Assigned task: In the records below, find the line that contains "-performing base64 encoding", then transcribe it and every later line exactly, stopping at the final line.
══ Record excerpts ══
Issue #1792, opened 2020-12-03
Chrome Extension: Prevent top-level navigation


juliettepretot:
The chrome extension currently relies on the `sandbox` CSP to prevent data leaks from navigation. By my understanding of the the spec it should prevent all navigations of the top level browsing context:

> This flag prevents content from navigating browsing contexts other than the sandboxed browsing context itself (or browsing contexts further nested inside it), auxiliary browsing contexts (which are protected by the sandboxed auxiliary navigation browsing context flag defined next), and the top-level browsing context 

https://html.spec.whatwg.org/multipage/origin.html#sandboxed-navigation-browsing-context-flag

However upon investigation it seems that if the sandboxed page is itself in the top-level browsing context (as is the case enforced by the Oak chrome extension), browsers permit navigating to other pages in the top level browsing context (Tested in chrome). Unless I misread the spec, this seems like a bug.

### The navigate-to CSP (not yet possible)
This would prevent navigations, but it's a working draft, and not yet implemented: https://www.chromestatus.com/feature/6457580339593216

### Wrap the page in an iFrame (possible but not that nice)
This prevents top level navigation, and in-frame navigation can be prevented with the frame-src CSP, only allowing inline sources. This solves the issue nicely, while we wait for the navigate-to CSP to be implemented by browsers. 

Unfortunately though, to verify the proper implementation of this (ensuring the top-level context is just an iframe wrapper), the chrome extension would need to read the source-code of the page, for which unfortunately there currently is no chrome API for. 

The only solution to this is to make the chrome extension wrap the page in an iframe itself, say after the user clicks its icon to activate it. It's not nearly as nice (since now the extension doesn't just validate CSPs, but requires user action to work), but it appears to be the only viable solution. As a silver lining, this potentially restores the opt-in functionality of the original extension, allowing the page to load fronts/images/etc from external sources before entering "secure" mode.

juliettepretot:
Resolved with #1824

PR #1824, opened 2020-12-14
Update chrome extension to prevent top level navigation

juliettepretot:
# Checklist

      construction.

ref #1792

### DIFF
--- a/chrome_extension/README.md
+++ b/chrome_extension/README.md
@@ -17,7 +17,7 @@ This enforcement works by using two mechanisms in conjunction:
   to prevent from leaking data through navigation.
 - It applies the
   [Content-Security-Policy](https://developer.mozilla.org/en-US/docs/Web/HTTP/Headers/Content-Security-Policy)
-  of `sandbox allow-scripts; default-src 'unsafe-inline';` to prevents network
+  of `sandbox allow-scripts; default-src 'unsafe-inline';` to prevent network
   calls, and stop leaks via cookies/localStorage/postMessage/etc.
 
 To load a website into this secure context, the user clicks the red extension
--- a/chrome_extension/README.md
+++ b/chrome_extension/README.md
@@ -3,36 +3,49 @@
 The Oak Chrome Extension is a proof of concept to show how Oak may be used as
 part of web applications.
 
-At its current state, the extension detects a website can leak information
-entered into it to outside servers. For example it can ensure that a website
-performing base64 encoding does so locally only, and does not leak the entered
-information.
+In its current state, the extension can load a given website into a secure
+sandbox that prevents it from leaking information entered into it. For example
═══
Result of the exercise:
-performing base64 encoding does so locally only, and does not leak the entered
-information.
+In its current state, the extension can load a given website into a secure
+sandbox that prevents it from leaking information entered into it. For example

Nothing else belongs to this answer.